Population Growth Differences
"Ashkenazi Jews are highly studied because they are more likely than the general population to carry genetic mutations that result in specific genetic diseases," said Hammer. "The genetic differentiation that we found in existence since 400 years ago could be attributed to more extreme population growth in the Eastern Ashkenazi Jews than the Western Ashkenazi Jews, and could have implications for medical genetics research in the Ashkenazim."
To run the simulations of their models, several XSEDE-allocated supercomputers and resources were used including Comet at the San Diego Supercomputer Center (SDSC) at UC San Diego, Jetstream at Indiana University, and Bridges at the Pittsburgh Supercomputing Center. Gladstein worked closely with affiliates of Research Bazaar Arizona, a group that helps researchers with computational problems, including Blake Joyce, assistant director of research computing at the University of Arizona; Julian Pistorius, a software engineer at the University of Arizona; and Mats Rynge, a computer scientist at SciTech at the University of Southern California Information Sciences Institute.
"The Arizona Research Bazaar helped me get my simulation code computationally feasible," said Gladstein. "Without their help in optimizing the code, we calculated it would have taken just over 18 years to run all the simulations."
Specifically, the team helped bridge together the simulations that were computed on Comet, Jetstream, and Bridges via the Open Science Grid (OSG), a multi-disciplinary research partnership and XSEDE resource funded by the NSF and the U.S. Department of Energy, to create the final models for the study.
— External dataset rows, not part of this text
PR #306, opened 2022-01-11
Fixes author preview tab title

eireland:
This is to fix the previous PR on tab titles. It didn't take into account author preview mode, and so AP would show blank pages when author tried to preview an activity that had hidden pages.

### DIFF
--- a/src/utilities/activity-utils.ts
+++ b/src/utilities/activity-utils.ts
@@ -163,10 +163,16 @@ export const setAppBackgroundImage = (backgroundImageUrl?: string) => {
 
 export const setDocumentTitle = (activity: Activity | undefined, pageNumber: number) => {
   if (activity) {
-    const visiblePages = activity.pages.filter(p => !p.is_hidden);
-    document.title = pageNumber === 0
+    if(queryValue("author-preview")) {
+      document.title = pageNumber === 0
       ? activity.name
-      : `Page ${pageNumber} ${visiblePages[pageNumber - 1].name || activity.name}`;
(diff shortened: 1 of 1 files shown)


emcelroy (approved):
This looks good to me 👍

I'm not sure but wonder if something more concise like the below would achieve the same thing?

`const visiblePages = activity.pages.filter(p => !p.is_hidden);`
`const pageTitle = queryValue("author-preview")`
`  ? `Page ${pageNumber} ${activity.pages[pageNumber - 1].name || activity.name}`
`  : `Page ${pageNumber} ${visiblePages[pageNumber - 1].name || activity.name}`
`document.title = pageNumber === 0 ? activity.name : pageTitle;`

src/utilities/activity-utils.ts
```diff
@@ -162,16 +162,18 @@ export const setAppBackgroundImage = (backgroundImageUrl?: string) => {
...
+    const visiblePages = activity.pages.filter(p => !p.is_hidden);
+    if (queryValue("author-preview")) {
+      setTabTitle(activity.pages);
     } else {
-      const visiblePages = activity.pages.filter(p => !p.is_hidden);
-      document.title = pageNumber === 0
-        ? activity.name
-        : `Page ${pageNumber} ${visiblePages[pageNumber - 1].name || activity.name}`;
+      setTabTitle(visiblePages);
     }
```
kswenson, line 177: Could simplify this to something like:
```typescript
    setTabTitle(queryValue("author-preview") ? activity.pages : visiblePages);
```

PR #307, opened 2022-01-12
173913078 interactive sizing

eireland:
Fixes question interactive sizing to respect aspect ratio setting.
Can be tested [here](https://activity-player.concord.org/branch/interactive-sizing/index.html?activity=interactive-sizing-demo-question-interactive).
Behavior can be compared to this [activity](https://authoring.staging.concord.org/activities/21411) Description of desired behavior is in the intro.


emcelroy (commented):
I think this looks good and it pretty much works as expected when I test it in a browser. The only issue I saw in the example activity was on page 18. When you collapse the left-hand column, there's a relatively large gap between the collapsed column and the interactive. That gap doesn't exist in the similar examples on pages 17 and 19.

image

Should that be fixed? Or am I misunderstanding how the sizing should behave there?

Also, it looks like test coverage could be improved, especially for src/components/activity-page/managed-interactive/managed-interactive.tsx. Was adding tests problematic? Or is that still in the works?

According to Joyce, more than 273,000 core-hours were consumed on the three XSEDE-allocated supercomputers and almost 7.3 million via the OSG over a period of six months. In all, the two-year project consumed some 15 million core-hours including resources at the University of Arizona and the University of Wisconsin.
"We used an approach called Approximate Bayesian Computation (ABC) to determine the most likely scenario of Ashkenazi history," said Gladstein. "In ABC one essentially does lots of simulations of various models, compares the data generated by the simulations to real data, and uses the simulations that produce data most similar to the real data to create posterior distributions that can be used to choose the best model and infer its parameter values."
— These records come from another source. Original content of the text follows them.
PR #133, opened 2021-05-18
Implement getAddedChanges

vedantroy:
Implemented getAddedChanges which was in the JS backend, but not the Rust backend.

Not sure how to test this b/c many of the JS interop tests are failing right now due to  this (https://github.com/automerge/automerge-rs/commit/87410e4c8fe2a295c0c66e413f0451649193f541) I assume.

### DIFF
--- a/automerge-backend/src/backend.rs
+++ b/automerge-backend/src/backend.rs
@@ -357,22 +357,17 @@ impl Backend {
     pub fn get_changes_added<'a>(&self, other: &'a Self) -> Vec<&'a Change> {
         let mut stack: Vec<_> = other.op_set.deps.iter().collect();
         let mut seen_hashes = HashSet::new();
-        let mut added_changes = Vec::new();
+        let mut added_change_hashes = Vec::new();
         while let Some(hash) = stack.pop() {
-            if !seen_hashes.contains(&hash) && self.get_change_by_hash(&hash).is_some() {
+            if !seen_hashes.contains(&hash) && self.get_change_by_hash(&hash).is_none() {
                 seen_hashes.insert(hash);
-                added_changes.push(hash);
-                let idx = match other.history_index.get(&hash) {
-                    Some(i) => i,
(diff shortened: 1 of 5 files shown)


jeffa5:
On that branch there is only currently one failing test.

vedantroy:
Only 1 test failing now!

automerge-backend/src/backend.rs
```diff
@@ -354,6 +354,25 @@ impl Backend {
             .and_then(|index| self.history.get(*index))
     }
 
+    pub fn get_changes_added<'a>(&self, other: &'a Self) -> Vec<&'a Change> {
+        let mut stack: Vec<_> = other.op_set.deps.iter().collect();
+        let mut seen_hashes = HashSet::new();
+        let mut added_change_hashes = Vec::new();
```
alexjg, line 360: Do we need both `seen_hashes` and  `added_change_hashes`? They look like they are the same so we could just use the `seen_hashes`.

automerge-backend/src/backend.rs
```diff
@@ -354,6 +354,25 @@ impl Backend {
             .and_then(|index| self.history.get(*index))
     }
 
+    pub fn get_changes_added<'a>(&self, other: &'a Self) -> Vec<&'a Change> {
```
alexjg, line 357: Could we add some documentation on what this does? It's not immediately obvious to me from the name.

vedantroy: Copied in the comments from the JS version.

automerge-backend/src/backend.rs
vedantroy: From looking at the comments in the JS version, it seems like we want to preserve the order of the DFS.

vedantroy:
Also added a C binding, although it is untested because there are no tests for this method in the JS version of Automerge.

Will see if I can brainstorm a test.

PR #134, opened 2021-05-18
Use elem id from insertion in frontend

jeffa5:
Element ids in sequences are tied to the operation that created the element. Performing a set shouldn't update the element id as it was previously doing. This was from a test case found by quickcheck in automergeable.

Going forward, the researchers hope to include more details in the demographic models and apply the method to other populations. Gladstein is currently working on using deep learning, trained on simulated data, to answer similar population genomics questions.
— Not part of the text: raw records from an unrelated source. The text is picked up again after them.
PR #136, opened 2021-05-18
Add bytes type

vedantroy:
Implements the bytes datatype for Automerge + 3 tests for it (2 frontend, 1 backend). (Do we need more?)

### DIFF
--- a/automerge-backend/src/columnar.rs
+++ b/automerge-backend/src/columnar.rs
@@ -430,10 +430,7 @@ impl<'a> Iterator for ValueIterator<'a> {
             v if v % 16 == VALUE_TYPE_BYTES => {
                 let len = v >> 4;
                 let data = self.val_raw.read_bytes(len).ok()?;
-                Some(amp::ScalarValue::Bytes(
-                    // This unwrap is fine b/c we encode as valid UTF-8 when serializing
-                    String::from_utf8(data.into()).unwrap(),
-                ))
+                Some(amp::ScalarValue::Bytes(data.to_vec()))
             }
             v if v % 16 >= VALUE_TYPE_MIN_UNKNOWN && v % 16 <= VALUE_TYPE_MAX_UNKNOWN => {
                 let len = v >> 4;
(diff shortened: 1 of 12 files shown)


automerge-protocol/src/serde_impls/op.rs
```diff
@@ -155,7 +155,7 @@ impl<'de> Deserialize<'de> for Op {
                         Some(ScalarValue::F32(n)) => Ok(OpType::Inc(n as i64)),
                         Some(ScalarValue::Counter(n)) => Ok(OpType::Inc(n)),
                         Some(ScalarValue::Timestamp(n)) => Ok(OpType::Inc(n)),
-                        Some(ScalarValue::Str(s)) => {
+                        Some(ScalarValue::Str(s) | ScalarValue::Bytes(s)) => {
```
jeffa5, line 158: This is giving a build error.

automerge-backend/src/columnar.rs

Researchers were also provided computing time and expertise from the University of Arizona's Research Data Center, the University of Wisconsin's Center for High Throughput Computing, and CyVerse, an NSF-funded project to design, deploy, and expand a national cyberinfrastructure for life sciences research.
Access to computational resources granted under XSEDE award BIO170028. XSEDE is supported by the National Science Foundation under award 1548562. The Open Science Grid is supported by NSF award 1148698 and the U.S. Department of Energy's Office of Science.